WHAT YOU NEED TO DO: Among the lines below, copy each one in which "reference" appears.

[Saved entries]
-*-
PR #4732, opened 2024-11-13
Place redirect smoothing

nick-nlb:
## Description

This PR updates aspects of the flow, layout and styling of the redirect process for when a the search results give a "place overview" and the svSource is "unfulfilled", with the goal of removing redirect flashes and FOUCs.

The following changes were made to make the process visually smoother:
* In the event that the a page is poised to redirect (i.e., the above criteria is true), the loading state is maintained. This prevents the intermediate "Place Overview" page from displaying just before the redirect, removing the first flash.
* In the place page that follows (for example, `place/country/CAN`), the layout was adjusted so that a FOUC was removed while the content was being loaded in.
* The page overview now fades in when it loads, softening the appearance of the load.
* A small spinner was added onto this page to give more of a loading sense.

### DIFF
--- a/server/templates/place.html
+++ b/server/templates/place.html
@@ -69,7 +69,11 @@ limitations under the License.
       <div id="place-summary" class="row-col place-summary-container">{{ place_summary }}</div>
       <div id="main-pane" class="row"></div>
       {# TRANSLATORS: A message shown on the page while the content is loading. #}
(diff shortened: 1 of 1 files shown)


server/templates/place.html
```diff
@@ -69,7 +69,7 @@ <h3 id="locale" data-lc="{{ locale }}"></h3>
       <div id="place-summary" class="row-col place-summary-container">{{ place_summary }}</div>
       <div id="main-pane" class="row"></div>
       {# TRANSLATORS: A message shown on the page while the content is loading. #}
-      <div id="page-loading" className="mt-4">{% trans %}Loading...{% endtrans %}</div>
+      <div id="page-loading" className="mt-4">{% trans %}<svg xmlns="http://www.w3.org/2000/svg" height="24px" viewBox="0 -960 960 960" width="24px" fill="#5f6368"><path d="M480-80q-82 0-155-31.5t-127.5-86Q143-252 111.5-325T80-480q0-83 31.5-155.5t86-127Q252-817 325-848.5T480-880q17 0 28.5 11.5T520-840q0 17-11.5 28.5T480-800q-133 0-226.5 93.5T160-480q0 133 93.5 226.5T480-160q133 0 226.5-93.5T800-480q0-17 11.5-28.5T840-520q17 0 28.5 11.5T880-480q0 82-31.5 155t-86 127.5q-54.5 54.5-127 86T480-80Z"/></svg><p>Loading</p>{% endtrans %}</div>
```
dwnoble, line 72: Just wrap the {% trans %}  tag around the actual text, in this case the word "Loading"

dwnoble: Can you add comment describing the SVG and give a source reference where it came from?

dwnoble (approved):
Thank you!

gmechali (approved):
Nice! Thanks for getting this working!

PR #4735, opened 2024-11-13
Improve custom DC stable release PR creation script

hqpho:
- Fix head branch ref
- Add options to make rerunning quicker
- Don't directly create the PR, open web browser instead
- Seed the PR description with instructions and reference links


n-h-diaz (approved):
Thanks for making the updates! (And for helping me debug earlier 😃 )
-*-
REPLY TO THE TASK:
dwnoble: Can you add comment describing the SVG and give a source reference where it came from?
- Seed the PR description with instructions and reference links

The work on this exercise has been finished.